There is much that the governing Jamaica Labour Party (JLP) has done that would lead to anxiety that there is the threat of abuse of power. Some of the actions that lead me to that conclusion include the removal of several non-political appointees from office and their replacement, in many cases, with self-evidently political hacks. Even more sinister has been the use of massive amounts of State funds in the midst of an election in a manner that raises serious questions about probity and ethics, as the report of the Office of the Contractor General has found.

In the face of those and other actions, and given the extent to which they may be harbingers of more serious acts of abuse of power, the country needs a strong parliamentary opposition (as well as vocal and critical church leaders and media practitioners) which is able and willing to speak and act in such a manner that will cause the Government to pause and take note and, from time to time, change course.

Peter Phillips's leadership

When it became clear that Dr Peter Phillips would be the successor to Portia Simpson Miller I expressed confidence that the People's National Party (PNP) would be able to re-package and re-position itself as a more credible alternative to the Government. This expectation was based on a number of considerations, including:

(a) the fact that Dr Phillips had twice, unsuccessfully, vied for the position of party president, which meant that he was confident that he was bringing something to the office of president that would make the party stronger;

(b) the intellectual capacity he possesses, evidenced in the manner in which he led the restoration of the Jamaican economy between 2012 and 2016;

(c) his years of experience as a political operative; and

(d) the sense I had that the PNP had hit rock bottom after the shock defeat it suffered in the 2016 General Election, and that it has no place to go but up.
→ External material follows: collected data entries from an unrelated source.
PR #2664, opened 2023-01-03
fix broken schema generation when point type with subscriptions

### LINKED ISSUE #2653: Subscriptions with Point type throw error during schema augmentation
**Describe the bug**
If you use a point field, and then try to generate subscriptions from your schema, an error is thrown regarding an incorrect type.

**Type definitions**
This is a simple type def that would throw this error:

```gql
type Location {
    id: ID!
    name: String!
    name_lc: String!
    description: String!
    point: Point!
}
```

**To Reproduce**

1. Create simple schema with a point field within the type definition
2. Add in subscriptions via Neo4jGraphQLSubscriptionsSingleInstancePlugin (The same problem occurs with Neo4jGraphQLSubscriptionsAMQPPlugin)
3. Try to run the program, and it will throw an error similar to:
```Error: TypeError[LocationSubscriptionWhere.point_IN]: Provided incorrect InputType: "[Point]"```

**Expected behavior**
It should not throw error

**Screenshots**

* OS: M1 mac
* Version: @neo4j/graphql@3.14.1
* Node.js version: 16.13.1

**Additional context**

### PR DESCRIPTION
**Pull request by a-alle**
# Description

Schema generation failed when Point or CartesianPoint typed fields existed in a type if subscriptions enabled. This PR fixes the crash and adds tests.

## Complexity

Complexity: Low

# Issue

Closes #2653

# Checklist

### CODE REVIEW

**Comment by neo4j-team-graphql** [comment]

Check out your changes at https://neo4j-graphql-toolbox-stage-2664.surge.sh

File: packages/graphql/tests/integration/subscriptions/spatial-types.int.test.ts [hunk 1]
```diff
@@ -0,0 +1,729 @@
...
+        session = await neo4j.getSession();
+    });
+
+    afterEach(async () => {
+        await cleanNodes(session, [typeMovie]);
+        await session.close();
+        await driver.close();
+    });
+
+    test("create type with Point field", async () => {
```
angrykoala, line 68: I see these are very similar tests, just done to Point and cartesian points. Would it be possible to reuse the same tests and just change the input with `test.each`?
 
 I assume is not that simple, so I'm only mentioning it in case it is relatively easy to do

angrykoala (approved):

packages/graphql/tests/integration/subscriptions/spatial-types.int.test.ts
a-alle: Not much else is similar, they are different fields in the graphql type and even if they weren't, the input types (PointInput, CartesianPointInput) have different fields (long/lat/height vs x/y/z). It can be done but so much has to be specified that I don't see the benefit in uniting them, unless you have a strong opinion on this :D

PR #2679, opened 2023-01-05
Fix invalid cypher when aggregating on connection where

### LINKED ISSUE #2670: Invalid cypher when aggregating on connection where
given:

```graphql
type Movie {
    title: String
    genres: [Genre!]! @relationship(type: "IN_GENRE", direction: OUT)
}
type Genre {
    name: String
    movies: [Movie!]! @relationship(type: "IN_GENRE", direction: IN)
}
```

and query

```graphql
{
    movies(where: { genresConnection: { node: { moviesAggregate: { count_GT: 10 } } } }) {
        title
    }
}
```

produces the following cypher:

```cypher
MATCH (this:`Movie`)
WHERE size([(this)-[this0:IN_GENRE]->(this1:`Genre`) WHERE var2 = true | 1]) > 0
RETURN this { .actorCount } AS this
```

where `var2` is not defined.

Liam-Doodson:
# Description

Fixes invalid cypher when filtering using aggregations within a connection filter. To achieve this the connection checks have been moved out of a `size` operation into a subquery that returns a `count` that can be compared. For example:

```
WHERE size([(this)-[this0:IN_GENRE]->(this1:\`Genre\`) WHERE this1.name = $param0 | 1]) = 0
```

Becomes:

```
CALL {
    WITH this
    MATCH (this)-[this0:IN_GENRE]->(this1:\`Genre\`)
    WHERE this1.name = $param0
    RETURN count(this0) AS var2
}
WITH *
WHERE var2 = 0
```

Note that these changes result in more db hits for the same query. However, the subqueries can be executed in parallel which means that query executions times seem to be fairly consistent between the old and new cypher (with the new cypher possibly slightly faster) across several performance tests locally and using the pipeline.

## Complexity

Complexity: Medium

# Issue

Closes #2670 

# Checklist


neo4j-team-graphql:

Check out your changes at https://neo4j-graphql-toolbox-stage-2679.surge.sh

Andy2003:
This PR is only solving the issue for connections, but not for relations:

```graphql
type Movie {
  title: String!
  actors: [Actor!]! @relationship(type: "ACTED_IN", direction: IN)
}

type Actor {
  name: String!
}
```

with 

```graphql
{
  movies(where: {actors: { moviesAggregate: { count_GT: 10}  } }) {
    title
  }
}
```

generates

```cypher
"MATCH (this:`Movie`)
WHERE EXISTS {
    MATCH (this0:`Actor`)-[:ACTED_IN]->(this)
    WHERE var1 = true
}
RETURN this { .title } AS this"
```

packages/graphql/src/translate/where/property-operations/create-connection-operation.ts
```diff
@@ -92,18 +91,51 @@ export function createConnectionOperation({
...
+        let whereClause: Cypher.Match | Cypher.With = matchClause;
+        let innerSubqueriesAndWhereClause: Cypher.CompositeClause | undefined;
+
+        if (preComputedSubqueries && !preComputedSubqueries.empty) {
+            whereClause = new Cypher.With("*");
+            innerSubqueriesAndWhereClause = Cypher.concat(preComputedSubqueries, whereClause);
+        }
+
+        if (whereOperator) {
+            const newWhereOperator = listPredicateStr === "all" ? Cypher.not(whereOperator) : whereOperator;
```
Andy2003, line 107: If there is no where condition an `ALL` filter will result in no elements being returned:

```graphql
{
    movies(where: { genresConnection_ALL: {} }) {
        title
    }
}
```

results in

```
MATCH (this:`Movie`)
CALL {
    WITH this
    MATCH (this)-[this0:IN_GENRE]->(this1:`Genre`)
    RETURN count(this0) AS var2
}
WITH *
WHERE var2 = 0
RETURN this { .title } AS this
```

is this intended?

packages/graphql/tests/tck/advanced-filtering.test.ts
```diff
@@ -920,7 +934,14 @@ describe("Cypher Advanced Filtering", () => {
 
                 expect(formatCypher(result.cypher)).toMatchInlineSnapshot(`
                     "MATCH (this:\`Movie\`)
-                    WHERE size([(this)-[this0:IN_GENRE]->(this1:\`Genre\`) WHERE NOT this1.name = $param0 | 1]) = 0
+                    CALL {
```
Andy2003, line 937: do we need to check for at least one occurrence as well?

```cypher
MATCH (this:`Movie`)
CALL {
    WITH this
    MATCH (this)-[this0:IN_GENRE]->(this1:`Genre`)
    WHERE NOT (this1.name = $param0)
    RETURN count(this0) AS var2
}
CALL {
    WITH this
    MATCH (this)-[this0:IN_GENRE]->(this1:`Genre`)
    WHERE this1.name = $param0
    RETURN count(this0) AS var3
}
WITH *
WHERE var2 = 0 and var3  > 0
RETURN this { .actorCount } AS this"
```

Liam-Doodson: Hi @Andy2003! I'm not sure I follow. Why would we also need to check for more than one occurrence?

Liam-Doodson:
> This PR is only solving the issue for connections, but not for relations:
> 
> ```graphql
> type Movie {
>   title: String!
>   actors: [Actor!]! @relationship(type: "ACTED_IN", direction: IN)
> }
> 
> type Actor {
>   name: String!
>   movies: [Movie!]! @relationship(type: "ACTED_IN", direction: OUT)
> }
> ```
> 
> with
> 
> ```graphql
> {
>   movies(where: {actors: { moviesAggregate: { count_GT: 10}  } }) {
>     title
>   }
> }
> ```
> 
> generates
> 
> ```cypher
> "MATCH (this:`Movie`)
> WHERE EXISTS {
>     MATCH (this0:`Actor`)-[:ACTED_IN]->(this)
>     WHERE var1 = true
> }
> RETURN this { .title } AS this"
> ```

Hi Andy! After a short look this seems to be a similar but different issue so I have raised the following issue for it: #2708

packages/graphql/tests/tck/advanced-filtering.test.ts
Andy2003: Just b/c it is also done for retaltions:

https://github.com/neo4j/graphql/blob/d6837b84275f7bd69c59e7671cf5e44ffa302aed/packages/graphql/tests/tck/advanced-filtering.test.ts#L772-L782

packages/graphql/src/translate/where/property-operations/create-connection-operation.ts
Liam-Doodson: This was not previously supported and before this PR resulted in invalid cypher. I've created a feature request so the team can consider if we want to support this

packages/graphql/tests/tck/advanced-filtering.test.ts
Liam-Doodson: This has always been the behaviour for connections. However, I agree we may want to keep consistent with relationships so I have created the following issue to capture this #2713

packages/graphql/src/translate/create-aggregate-where-and-params.ts
```diff
@@ -77,7 +77,7 @@ export function aggregatePreComputedWhereFields(
     const subquery = new Cypher.Call(matchQuery).innerWith(matchNode);
     return {
         predicate: Cypher.and(...predicates),
-        preComputedSubquery: subquery,
+        preComputedSubquery: Cypher.concat(subquery),
```
angrykoala, line 80: I don't understand why do you need to concatenate a single query here :thinking:

angrykoala (dismissed):
Approved, just a question regarding the cypher builder

packages/graphql/src/translate/create-aggregate-where-and-params.ts
Liam-Doodson: I agree I thought this was a bit weird too. I did this because the value is passed straight up to `createWherePredicate` which expects a `Cypher.CompositeClause` and uses the `.empty` method. Because it uses that method I couldn't see a nice way around doing this. Do you have any thoughts?

angrykoala: mmm, that's fair, tbh I don't like the whole using the CompositeClause and the `.empty` but that would be a bigger refactor. For now, a comment should be enough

Based on what is known publicly I am not of the view that Dr Phillips has so far lived up to the expectations. It is either that he knows and is doing things the public does not know, or he is yet to find form. The approach being taken by the Opposition leader to the task seems to lack a sense of urgency, which may be likened to that of a batsman in a 20/20 cricket match batting as if he is playing a five-day Test match. Though his age should not be an issue, it could become an issue unless he begins to put runs on the board. And the longer he stays at the crease without putting runs on the board the more comfortable the Government will become and the more the country is likely to suffer because of the absence of a strong Opposition.


Dr Phillips had stated at the outset of his presidency that he would not be focusing his efforts on hounding the Government out of power, rather he would be focused on rebuilding the party. This was a false and misguided binary choice. The party ought to have focused on both rebuilding as well as operating in a manner that makes it a threat to the Government's ability to retain power — if it refuses to do the right things.

The very notion that an Opposition party can assume the posture of not focusing on displacing the government is, in my view, a misconstruction of the role of the Opposition. An Opposition party needs to convey that its contrasts the Government, both in its ability to connect with people and its command of the issues facing the country.

The extent to which the Phillips has succeeded in rebuilding the image of the party is unclear, but some of what is seen leaves questions about his success. The party is still plagued by infighting — as was played out in the contest in the St Andrew South Western seat to replace former standard-bearer Portia Simpson Miller. In addition to infighting was the failure of the party to excite its base. It must be worrisome for the PNP that in a constituency represented by a former prime minister who served as its Member of Parliament for 40 years, neither of the candidates who sought to replace her was able to garner 50 per cent of the votes.

But it gets worse. The total number of votes shared between both candidates was about 60 per cent of the total delegates. It is apparent that the ascension of Phillips to the presidency has not lit fires of excitement about the future of the party — at least among the people of St Andrew South Western.

What's more, although having just a one-seat majority (though scoring a compelling victory in the general election) the Government is operating as though it has a comfortable margin and is anything but concerned about what the Opposition says or does. Unless the PNP steps up its game the Government will be more and more emboldened to do as it likes.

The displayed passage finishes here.